In their answer in the trial court respondents, as defend ants, pleaded alternatively that the words "without reduction" were included in the overriding royalty clause as a result of a mutual mistake of the parties, and by cross-action they sought a reformation of the lease to eliminate the words. Inasmuch as the trial court instructed a verdict for respondents at the close of petitioners' evidence the cross-action was never reached for trial and no evidence was offered thereon. They are entitled to a trial of their suit for reformation. The cause must therefore be remanded. Rule 503, Texas Rules of Civil Procedure; Southwestern Drug Corp. v. McKesson & Robbins, 141 Texas 284, 172 S.W. 2d 485, 487, 155 A.L.R. 1056.
The judgments of the Court of Civil Appeals and the trial court are reversed and the cause is remanded to the trial court for trial of respondents' cross-action.

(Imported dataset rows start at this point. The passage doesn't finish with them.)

PR #7862, opened 2020-04-09
Add #wrap to corrector

marcandre:
Please expose `@source_rewriter`'s `wrap` method which can be particularly useful (equivalent to `insert_before` + `insert_after`)


bbatsov:
Nice addition! 🙇‍♂️

PR #7863, opened 2020-04-09
Have correctors accept node instead of range

marcandre:
This PR allows correctors to accept nodes in addition to ranges.

E.g: `corrector.insert_before(node, 'blah')`

Also provides better errors in case of wrong argument
Before: "undefined method `source_buffer' for 1..3:Range"
After: "Expected a Parser::Source::Range or Rubocop::AST::Node, got Range"

I don't think it would be particularly useful, but we could actually accept ranges like `1..3` if we wanted too...

This assumes #7862 is merged.

### DIFF
--- a/CHANGELOG.md
+++ b/CHANGELOG.md
@@ -4,6 +4,7 @@
 
 ### New features
 
+* [#7863](https://github.com/rubocop-hq/rubocop/issues/7863): Corrector now accepts nodes in addition to ranges. ([@marcandre][])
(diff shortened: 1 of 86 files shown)


bbatsov:
Might be a good idea to also mention this in the docs.

marcandre:
> Might be a good idea to also mention this in the docs.

I modified slightly `manual/development.md` but couldn't find anywhere else...

I amended the PR with simplifications using this (mostly accepting node, a few using wrap, sometimes both at once...)

bbatsov:
Nicely done! 🙇‍♂️

PR #7867, opened 2020-04-11
Add support for tabs in indentation.

DracoAter:
As a stubborn tab user, I would like to have the ability to check, if all my code is indented with tabs, and also automatically correct indentation from spaces to tabs. So I:

Add support for indentation with tabs. Supports auto-correction.
The existing Layout/Tab is renamed into Layout/IndentationStyle. 

Layout/IndentationStyle now can be configured:
```yaml
# SupportedStyles: spaces, tabs
Layout/IndentationStyle:
  EnforcedStyle: spaces # default
```
`EnforcedStyle: spaces` will look for tabs in indentation and correct them into spaces.
`EnforcedStyle: tabs` will look for spaces in indentation and correct them into tabs.

Previous functionality of Layout/Tab that looked for tabs in places other than indentation is removed.
Hopefully this issue will be covered by TrailingWhitespace cop.


bbatsov:
The proposed change is fine by me. Just a couple of notes:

Opinion delivered May 29, 1957.
Respondents do not actually seek to achieve such an unjust or harsh result by invoking the Duhig rule; they seek only to use the rule defensively to effect a reduction in the l/32nd overriding royalty provided for in the lease. In their brief in this court respondents state: "Respondents have no desire to take away from Petitioners the interest which they really contracted for, and which Respondens really agreed for them to reserve."